[[ Source records, beginning ]]
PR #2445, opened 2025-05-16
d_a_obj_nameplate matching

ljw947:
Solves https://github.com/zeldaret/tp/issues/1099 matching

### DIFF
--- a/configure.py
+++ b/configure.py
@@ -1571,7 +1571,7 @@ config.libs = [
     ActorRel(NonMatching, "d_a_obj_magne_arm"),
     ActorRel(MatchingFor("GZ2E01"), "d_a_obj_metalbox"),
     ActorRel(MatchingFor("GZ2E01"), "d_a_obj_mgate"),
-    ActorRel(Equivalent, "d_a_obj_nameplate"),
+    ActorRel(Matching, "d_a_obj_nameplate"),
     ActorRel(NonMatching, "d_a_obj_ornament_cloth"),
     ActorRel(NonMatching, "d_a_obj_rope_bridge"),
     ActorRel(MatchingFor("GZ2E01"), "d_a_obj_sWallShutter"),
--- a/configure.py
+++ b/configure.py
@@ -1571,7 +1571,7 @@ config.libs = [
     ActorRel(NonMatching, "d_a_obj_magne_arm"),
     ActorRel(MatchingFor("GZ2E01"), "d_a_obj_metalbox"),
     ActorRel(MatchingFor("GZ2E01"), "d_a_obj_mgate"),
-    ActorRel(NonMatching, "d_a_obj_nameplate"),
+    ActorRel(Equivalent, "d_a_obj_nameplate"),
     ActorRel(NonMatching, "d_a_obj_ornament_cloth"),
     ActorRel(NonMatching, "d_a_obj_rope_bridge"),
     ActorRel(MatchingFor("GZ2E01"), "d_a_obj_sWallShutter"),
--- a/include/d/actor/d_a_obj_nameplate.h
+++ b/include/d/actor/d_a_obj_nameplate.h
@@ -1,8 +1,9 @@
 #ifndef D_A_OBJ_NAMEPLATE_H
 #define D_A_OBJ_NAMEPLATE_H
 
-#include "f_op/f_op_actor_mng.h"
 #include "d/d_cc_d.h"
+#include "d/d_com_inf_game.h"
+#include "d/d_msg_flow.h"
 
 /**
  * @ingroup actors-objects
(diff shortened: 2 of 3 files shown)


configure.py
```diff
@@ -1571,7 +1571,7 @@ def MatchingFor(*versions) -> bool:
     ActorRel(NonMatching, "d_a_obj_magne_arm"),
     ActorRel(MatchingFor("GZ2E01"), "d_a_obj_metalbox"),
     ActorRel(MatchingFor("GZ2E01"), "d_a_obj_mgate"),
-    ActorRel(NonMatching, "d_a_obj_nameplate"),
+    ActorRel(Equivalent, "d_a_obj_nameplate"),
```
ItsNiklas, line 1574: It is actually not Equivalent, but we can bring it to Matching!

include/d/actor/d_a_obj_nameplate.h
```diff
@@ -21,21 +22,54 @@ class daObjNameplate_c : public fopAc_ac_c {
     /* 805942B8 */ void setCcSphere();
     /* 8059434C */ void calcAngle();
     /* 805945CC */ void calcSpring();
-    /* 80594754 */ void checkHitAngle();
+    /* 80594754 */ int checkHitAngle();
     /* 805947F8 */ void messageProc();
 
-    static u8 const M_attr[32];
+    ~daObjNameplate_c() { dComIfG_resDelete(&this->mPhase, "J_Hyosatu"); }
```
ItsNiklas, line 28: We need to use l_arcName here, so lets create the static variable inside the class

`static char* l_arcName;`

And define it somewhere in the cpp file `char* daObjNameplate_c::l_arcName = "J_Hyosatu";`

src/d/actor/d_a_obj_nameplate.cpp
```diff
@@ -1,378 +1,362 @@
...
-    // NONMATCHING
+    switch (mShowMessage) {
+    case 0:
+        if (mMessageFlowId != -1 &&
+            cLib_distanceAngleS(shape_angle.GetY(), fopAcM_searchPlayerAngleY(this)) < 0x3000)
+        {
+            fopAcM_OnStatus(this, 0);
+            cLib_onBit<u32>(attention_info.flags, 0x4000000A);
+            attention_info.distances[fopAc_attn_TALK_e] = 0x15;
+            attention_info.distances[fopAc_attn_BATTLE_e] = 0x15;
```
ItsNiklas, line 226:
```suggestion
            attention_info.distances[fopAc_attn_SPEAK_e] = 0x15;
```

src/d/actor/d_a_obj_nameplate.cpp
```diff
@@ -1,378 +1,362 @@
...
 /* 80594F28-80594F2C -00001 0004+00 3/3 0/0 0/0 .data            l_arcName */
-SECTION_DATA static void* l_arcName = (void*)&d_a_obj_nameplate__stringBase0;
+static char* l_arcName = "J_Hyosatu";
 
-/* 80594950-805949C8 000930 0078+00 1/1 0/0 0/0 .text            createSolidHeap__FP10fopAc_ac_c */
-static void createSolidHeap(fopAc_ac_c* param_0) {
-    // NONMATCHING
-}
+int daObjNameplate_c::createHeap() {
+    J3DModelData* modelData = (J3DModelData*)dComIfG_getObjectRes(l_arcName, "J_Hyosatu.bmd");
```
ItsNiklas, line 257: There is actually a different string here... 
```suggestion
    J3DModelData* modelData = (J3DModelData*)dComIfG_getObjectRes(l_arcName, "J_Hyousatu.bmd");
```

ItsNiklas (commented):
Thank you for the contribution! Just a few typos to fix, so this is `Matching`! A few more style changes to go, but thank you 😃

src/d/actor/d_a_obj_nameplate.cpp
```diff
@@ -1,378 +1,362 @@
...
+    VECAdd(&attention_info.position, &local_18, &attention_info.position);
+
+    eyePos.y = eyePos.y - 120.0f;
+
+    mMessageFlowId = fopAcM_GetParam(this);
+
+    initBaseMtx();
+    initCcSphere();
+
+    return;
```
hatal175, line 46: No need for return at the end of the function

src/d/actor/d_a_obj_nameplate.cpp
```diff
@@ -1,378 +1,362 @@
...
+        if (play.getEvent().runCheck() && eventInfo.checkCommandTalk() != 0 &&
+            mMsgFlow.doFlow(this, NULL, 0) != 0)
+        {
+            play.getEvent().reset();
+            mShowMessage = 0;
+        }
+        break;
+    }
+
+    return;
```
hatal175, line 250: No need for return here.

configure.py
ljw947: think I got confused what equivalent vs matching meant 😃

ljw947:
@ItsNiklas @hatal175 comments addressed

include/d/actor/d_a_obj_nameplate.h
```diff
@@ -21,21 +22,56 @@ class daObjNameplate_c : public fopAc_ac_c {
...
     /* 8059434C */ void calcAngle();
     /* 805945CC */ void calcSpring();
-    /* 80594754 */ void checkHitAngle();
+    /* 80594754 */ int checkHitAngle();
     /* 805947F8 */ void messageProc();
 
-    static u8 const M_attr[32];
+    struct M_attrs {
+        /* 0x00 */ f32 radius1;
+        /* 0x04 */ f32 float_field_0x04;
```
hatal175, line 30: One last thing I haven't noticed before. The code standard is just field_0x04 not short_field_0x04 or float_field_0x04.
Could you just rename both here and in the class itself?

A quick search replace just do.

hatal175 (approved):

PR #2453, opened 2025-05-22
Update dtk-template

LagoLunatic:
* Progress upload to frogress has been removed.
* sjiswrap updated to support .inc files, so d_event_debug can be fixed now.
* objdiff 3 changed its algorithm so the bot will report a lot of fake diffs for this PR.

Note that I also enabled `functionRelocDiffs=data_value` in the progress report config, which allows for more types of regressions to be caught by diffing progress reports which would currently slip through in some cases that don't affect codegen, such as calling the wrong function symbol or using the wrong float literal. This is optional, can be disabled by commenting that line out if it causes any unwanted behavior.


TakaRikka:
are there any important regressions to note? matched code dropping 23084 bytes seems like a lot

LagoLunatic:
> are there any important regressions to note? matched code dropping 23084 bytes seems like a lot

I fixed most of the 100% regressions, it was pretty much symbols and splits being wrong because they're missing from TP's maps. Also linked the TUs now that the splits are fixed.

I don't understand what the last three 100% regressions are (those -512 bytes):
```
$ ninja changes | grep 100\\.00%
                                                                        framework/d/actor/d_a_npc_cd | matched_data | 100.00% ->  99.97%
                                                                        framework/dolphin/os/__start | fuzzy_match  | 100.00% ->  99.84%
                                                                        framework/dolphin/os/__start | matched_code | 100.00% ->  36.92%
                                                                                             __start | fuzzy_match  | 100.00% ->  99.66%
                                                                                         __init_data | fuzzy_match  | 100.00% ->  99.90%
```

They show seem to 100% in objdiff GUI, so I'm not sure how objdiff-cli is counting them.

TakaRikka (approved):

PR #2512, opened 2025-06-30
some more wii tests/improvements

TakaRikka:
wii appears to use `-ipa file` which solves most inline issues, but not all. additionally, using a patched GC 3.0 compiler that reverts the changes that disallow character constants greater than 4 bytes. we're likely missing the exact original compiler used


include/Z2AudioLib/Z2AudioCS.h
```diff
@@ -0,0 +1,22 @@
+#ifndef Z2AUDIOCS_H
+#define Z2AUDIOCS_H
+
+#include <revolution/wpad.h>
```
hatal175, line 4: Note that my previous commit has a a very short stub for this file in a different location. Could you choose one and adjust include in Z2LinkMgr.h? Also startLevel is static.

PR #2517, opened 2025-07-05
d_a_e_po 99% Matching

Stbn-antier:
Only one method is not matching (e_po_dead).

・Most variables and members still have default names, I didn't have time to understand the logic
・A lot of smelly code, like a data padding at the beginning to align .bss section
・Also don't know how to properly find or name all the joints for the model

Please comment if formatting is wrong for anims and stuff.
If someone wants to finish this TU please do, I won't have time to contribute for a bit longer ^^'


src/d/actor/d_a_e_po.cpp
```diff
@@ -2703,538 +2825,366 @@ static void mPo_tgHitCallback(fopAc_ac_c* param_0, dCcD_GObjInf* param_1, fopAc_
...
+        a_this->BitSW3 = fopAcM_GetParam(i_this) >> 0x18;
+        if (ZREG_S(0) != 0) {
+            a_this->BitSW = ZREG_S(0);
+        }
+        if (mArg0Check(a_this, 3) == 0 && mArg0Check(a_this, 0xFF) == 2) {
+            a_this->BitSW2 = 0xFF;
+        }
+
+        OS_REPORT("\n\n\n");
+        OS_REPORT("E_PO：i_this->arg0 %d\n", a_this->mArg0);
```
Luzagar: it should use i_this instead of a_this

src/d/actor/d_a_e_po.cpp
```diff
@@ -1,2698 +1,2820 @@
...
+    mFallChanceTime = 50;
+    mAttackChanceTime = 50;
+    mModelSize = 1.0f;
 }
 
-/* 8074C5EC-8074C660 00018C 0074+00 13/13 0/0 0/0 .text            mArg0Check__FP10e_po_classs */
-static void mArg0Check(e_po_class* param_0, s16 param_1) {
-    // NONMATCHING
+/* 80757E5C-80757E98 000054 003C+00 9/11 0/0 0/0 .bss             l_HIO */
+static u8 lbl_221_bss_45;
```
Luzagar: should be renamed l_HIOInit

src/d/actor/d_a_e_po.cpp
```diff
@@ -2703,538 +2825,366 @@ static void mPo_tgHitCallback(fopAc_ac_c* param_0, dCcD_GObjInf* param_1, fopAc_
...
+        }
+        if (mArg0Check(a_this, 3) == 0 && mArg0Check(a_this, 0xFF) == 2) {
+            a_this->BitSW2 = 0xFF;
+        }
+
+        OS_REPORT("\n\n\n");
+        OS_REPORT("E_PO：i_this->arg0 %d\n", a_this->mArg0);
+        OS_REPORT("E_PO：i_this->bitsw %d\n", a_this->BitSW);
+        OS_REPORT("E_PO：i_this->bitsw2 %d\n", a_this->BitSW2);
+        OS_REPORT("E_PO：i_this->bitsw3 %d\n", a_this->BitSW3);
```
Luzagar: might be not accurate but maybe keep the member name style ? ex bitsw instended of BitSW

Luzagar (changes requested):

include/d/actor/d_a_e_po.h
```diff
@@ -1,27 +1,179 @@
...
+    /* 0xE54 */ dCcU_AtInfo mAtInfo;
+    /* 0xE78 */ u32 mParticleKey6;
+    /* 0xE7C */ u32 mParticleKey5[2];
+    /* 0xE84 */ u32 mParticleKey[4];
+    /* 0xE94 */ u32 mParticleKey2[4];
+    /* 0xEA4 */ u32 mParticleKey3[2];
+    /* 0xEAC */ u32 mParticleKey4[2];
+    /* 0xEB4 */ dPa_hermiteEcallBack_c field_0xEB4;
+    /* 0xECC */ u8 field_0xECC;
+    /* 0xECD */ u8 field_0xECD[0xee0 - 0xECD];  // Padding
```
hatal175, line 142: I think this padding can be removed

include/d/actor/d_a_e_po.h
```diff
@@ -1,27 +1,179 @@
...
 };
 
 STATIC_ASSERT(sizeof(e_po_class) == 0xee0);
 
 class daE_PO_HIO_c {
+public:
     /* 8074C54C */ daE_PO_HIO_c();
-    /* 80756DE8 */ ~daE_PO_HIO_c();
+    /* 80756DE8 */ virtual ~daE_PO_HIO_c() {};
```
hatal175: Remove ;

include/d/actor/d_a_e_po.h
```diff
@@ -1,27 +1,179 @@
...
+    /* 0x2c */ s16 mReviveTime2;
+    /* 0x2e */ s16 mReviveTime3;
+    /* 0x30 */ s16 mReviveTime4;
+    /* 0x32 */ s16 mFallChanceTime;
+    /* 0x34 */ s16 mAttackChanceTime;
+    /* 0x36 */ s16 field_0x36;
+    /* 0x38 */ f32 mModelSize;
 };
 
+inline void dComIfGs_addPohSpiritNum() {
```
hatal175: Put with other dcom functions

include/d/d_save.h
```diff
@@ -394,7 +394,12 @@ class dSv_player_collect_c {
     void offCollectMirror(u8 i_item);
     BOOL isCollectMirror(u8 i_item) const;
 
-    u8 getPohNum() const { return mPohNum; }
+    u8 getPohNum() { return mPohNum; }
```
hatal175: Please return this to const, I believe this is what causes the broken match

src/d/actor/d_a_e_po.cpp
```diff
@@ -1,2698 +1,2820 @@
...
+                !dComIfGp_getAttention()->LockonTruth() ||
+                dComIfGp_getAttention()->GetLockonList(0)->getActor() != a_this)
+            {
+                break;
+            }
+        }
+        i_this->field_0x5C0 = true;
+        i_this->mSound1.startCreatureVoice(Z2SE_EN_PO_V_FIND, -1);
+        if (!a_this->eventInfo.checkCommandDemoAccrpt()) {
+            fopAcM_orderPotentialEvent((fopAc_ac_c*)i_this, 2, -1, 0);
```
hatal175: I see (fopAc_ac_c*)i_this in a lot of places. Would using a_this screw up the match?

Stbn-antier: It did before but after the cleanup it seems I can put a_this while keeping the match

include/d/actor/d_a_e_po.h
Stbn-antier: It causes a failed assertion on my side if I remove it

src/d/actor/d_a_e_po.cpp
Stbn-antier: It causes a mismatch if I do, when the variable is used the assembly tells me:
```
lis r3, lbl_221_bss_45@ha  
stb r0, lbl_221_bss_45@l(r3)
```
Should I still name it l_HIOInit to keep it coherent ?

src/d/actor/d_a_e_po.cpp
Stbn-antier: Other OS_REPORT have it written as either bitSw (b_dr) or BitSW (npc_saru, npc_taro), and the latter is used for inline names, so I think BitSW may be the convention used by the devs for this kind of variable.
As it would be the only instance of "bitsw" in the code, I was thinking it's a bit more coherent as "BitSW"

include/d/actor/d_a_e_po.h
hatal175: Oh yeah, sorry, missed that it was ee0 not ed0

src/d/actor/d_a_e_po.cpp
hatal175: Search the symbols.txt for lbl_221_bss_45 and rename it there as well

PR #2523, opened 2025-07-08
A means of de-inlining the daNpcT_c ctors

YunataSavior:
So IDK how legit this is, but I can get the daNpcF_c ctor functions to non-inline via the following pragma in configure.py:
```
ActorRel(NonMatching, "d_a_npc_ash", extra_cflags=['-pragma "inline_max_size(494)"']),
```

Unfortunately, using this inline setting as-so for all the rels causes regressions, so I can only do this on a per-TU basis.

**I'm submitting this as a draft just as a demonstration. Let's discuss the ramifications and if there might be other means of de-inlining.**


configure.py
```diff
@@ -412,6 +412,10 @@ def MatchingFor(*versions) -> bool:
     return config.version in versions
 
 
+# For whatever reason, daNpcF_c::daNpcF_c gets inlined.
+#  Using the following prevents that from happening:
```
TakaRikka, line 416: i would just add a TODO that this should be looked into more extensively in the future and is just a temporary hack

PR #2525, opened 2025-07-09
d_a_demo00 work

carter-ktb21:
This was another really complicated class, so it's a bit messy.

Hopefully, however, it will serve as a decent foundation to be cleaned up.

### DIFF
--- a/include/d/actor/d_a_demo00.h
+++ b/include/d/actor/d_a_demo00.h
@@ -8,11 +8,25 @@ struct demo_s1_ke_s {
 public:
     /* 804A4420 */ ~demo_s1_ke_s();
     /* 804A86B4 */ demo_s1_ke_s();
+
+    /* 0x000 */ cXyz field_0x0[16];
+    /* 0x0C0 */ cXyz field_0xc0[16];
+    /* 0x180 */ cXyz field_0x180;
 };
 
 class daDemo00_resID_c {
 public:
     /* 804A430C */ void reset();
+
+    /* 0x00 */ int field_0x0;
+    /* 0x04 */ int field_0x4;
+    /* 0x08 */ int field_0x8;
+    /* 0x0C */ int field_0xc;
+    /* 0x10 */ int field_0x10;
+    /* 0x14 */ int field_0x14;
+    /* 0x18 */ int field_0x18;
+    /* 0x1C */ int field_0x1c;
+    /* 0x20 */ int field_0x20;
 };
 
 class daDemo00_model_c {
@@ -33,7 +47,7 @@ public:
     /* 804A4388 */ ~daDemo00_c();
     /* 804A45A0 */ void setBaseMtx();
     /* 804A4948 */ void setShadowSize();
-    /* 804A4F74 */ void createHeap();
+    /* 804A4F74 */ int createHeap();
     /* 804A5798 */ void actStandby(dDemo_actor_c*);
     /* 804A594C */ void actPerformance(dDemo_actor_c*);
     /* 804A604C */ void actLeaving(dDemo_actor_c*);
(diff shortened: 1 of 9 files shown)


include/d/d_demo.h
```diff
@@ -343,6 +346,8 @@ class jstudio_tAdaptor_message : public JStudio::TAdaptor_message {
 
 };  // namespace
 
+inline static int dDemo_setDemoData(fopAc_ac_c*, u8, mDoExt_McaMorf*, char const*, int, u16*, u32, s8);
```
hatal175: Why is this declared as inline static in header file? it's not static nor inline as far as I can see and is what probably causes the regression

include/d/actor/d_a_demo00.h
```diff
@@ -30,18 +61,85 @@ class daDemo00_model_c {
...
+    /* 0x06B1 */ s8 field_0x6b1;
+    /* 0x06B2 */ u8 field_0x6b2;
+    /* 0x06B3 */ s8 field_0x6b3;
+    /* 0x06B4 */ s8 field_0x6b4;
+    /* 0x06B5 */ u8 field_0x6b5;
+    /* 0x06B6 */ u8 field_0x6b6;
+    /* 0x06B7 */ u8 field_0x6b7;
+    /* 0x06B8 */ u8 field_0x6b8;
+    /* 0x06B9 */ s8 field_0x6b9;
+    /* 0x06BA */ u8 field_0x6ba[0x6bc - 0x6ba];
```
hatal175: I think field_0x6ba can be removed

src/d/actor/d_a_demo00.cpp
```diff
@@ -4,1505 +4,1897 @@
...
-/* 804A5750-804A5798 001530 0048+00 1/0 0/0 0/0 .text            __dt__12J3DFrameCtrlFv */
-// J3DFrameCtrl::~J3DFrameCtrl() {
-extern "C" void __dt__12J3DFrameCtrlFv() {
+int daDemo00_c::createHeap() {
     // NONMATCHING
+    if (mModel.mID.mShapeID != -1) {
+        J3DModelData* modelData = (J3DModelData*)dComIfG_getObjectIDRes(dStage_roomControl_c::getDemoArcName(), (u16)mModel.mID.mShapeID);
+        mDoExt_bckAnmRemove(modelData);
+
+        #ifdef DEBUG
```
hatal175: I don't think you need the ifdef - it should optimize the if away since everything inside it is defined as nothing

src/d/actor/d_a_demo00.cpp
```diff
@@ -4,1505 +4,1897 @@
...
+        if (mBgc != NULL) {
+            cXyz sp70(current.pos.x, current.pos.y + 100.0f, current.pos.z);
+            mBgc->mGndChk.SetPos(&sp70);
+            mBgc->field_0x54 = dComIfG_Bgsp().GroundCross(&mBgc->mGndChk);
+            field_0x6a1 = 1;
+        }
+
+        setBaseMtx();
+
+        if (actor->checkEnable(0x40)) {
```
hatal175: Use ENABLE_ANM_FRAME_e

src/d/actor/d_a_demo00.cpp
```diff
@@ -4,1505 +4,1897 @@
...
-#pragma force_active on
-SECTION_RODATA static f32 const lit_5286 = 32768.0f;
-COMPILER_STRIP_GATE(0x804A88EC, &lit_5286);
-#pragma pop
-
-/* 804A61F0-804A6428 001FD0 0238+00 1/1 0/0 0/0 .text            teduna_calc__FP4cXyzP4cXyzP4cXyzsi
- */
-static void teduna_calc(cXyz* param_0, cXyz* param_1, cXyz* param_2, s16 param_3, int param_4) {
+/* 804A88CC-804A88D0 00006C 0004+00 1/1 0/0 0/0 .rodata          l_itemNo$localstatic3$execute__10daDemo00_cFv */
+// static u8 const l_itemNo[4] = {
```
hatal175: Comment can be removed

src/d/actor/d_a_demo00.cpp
[[ Source records, end ]]
Search the entries for "removed" and copy each matching line.

* Progress upload to frogress has been removed.
hatal175, line 142: I think this padding can be removed
hatal175: I think field_0x6ba can be removed
hatal175: Comment can be removed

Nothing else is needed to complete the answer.